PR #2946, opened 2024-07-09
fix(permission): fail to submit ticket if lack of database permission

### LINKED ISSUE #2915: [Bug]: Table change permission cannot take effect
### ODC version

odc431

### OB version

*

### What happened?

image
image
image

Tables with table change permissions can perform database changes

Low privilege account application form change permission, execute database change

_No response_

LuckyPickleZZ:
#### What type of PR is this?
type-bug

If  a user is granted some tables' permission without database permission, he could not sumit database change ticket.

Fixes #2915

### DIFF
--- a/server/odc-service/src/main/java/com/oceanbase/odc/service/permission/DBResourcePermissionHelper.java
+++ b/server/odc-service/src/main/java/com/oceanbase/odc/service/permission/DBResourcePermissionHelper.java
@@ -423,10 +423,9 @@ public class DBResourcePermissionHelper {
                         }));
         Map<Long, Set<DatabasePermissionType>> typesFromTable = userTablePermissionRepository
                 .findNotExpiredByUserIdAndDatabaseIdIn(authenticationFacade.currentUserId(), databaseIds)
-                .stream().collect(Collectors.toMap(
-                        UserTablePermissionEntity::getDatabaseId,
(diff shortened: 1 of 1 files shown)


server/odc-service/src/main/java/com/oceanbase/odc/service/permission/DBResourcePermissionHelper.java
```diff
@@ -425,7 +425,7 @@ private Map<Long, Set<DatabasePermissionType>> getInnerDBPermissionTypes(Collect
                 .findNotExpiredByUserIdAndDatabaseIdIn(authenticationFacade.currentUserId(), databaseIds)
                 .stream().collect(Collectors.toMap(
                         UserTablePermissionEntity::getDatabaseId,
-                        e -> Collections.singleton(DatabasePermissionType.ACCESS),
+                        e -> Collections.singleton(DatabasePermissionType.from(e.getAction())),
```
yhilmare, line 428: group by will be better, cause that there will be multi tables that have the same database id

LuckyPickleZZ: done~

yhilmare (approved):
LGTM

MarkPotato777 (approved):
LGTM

* * *

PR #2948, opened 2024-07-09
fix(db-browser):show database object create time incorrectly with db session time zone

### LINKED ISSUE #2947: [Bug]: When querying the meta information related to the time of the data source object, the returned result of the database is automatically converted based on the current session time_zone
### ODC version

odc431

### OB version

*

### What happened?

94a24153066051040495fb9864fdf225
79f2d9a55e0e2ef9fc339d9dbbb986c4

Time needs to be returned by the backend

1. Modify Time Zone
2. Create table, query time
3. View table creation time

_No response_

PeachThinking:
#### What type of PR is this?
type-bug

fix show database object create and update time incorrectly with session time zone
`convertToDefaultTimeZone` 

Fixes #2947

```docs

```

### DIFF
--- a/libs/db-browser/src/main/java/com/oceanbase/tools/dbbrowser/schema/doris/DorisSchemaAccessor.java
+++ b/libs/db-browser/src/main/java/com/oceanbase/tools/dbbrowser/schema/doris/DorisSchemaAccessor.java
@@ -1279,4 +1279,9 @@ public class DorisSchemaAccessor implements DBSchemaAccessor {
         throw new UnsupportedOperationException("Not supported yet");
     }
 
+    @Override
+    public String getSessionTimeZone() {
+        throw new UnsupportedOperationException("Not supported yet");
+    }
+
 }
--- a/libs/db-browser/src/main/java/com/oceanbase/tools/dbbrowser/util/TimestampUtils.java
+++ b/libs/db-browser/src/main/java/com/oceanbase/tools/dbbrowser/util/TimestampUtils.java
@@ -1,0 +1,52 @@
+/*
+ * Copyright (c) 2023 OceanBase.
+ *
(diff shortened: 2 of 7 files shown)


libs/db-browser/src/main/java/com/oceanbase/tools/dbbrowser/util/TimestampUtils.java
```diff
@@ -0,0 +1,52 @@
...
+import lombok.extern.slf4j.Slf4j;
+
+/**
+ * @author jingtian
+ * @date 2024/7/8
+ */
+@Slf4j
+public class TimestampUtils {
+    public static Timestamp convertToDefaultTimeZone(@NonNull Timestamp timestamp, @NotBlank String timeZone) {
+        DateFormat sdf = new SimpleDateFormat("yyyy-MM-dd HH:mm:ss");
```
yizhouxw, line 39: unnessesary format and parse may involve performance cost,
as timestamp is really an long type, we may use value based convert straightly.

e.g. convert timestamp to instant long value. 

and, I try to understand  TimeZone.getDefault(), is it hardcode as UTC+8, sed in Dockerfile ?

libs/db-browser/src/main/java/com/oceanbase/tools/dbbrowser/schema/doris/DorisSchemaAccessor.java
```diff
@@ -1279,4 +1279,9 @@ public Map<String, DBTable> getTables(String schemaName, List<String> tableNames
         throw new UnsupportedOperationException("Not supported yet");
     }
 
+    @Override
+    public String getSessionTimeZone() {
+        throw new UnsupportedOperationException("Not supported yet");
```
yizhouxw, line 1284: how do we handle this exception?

WHAT THE TASK ASKS: Determine how many of the lines above hold the word "dbbrowser", and output that number by itself.

SOLUTION TO THE PROBLEM: 6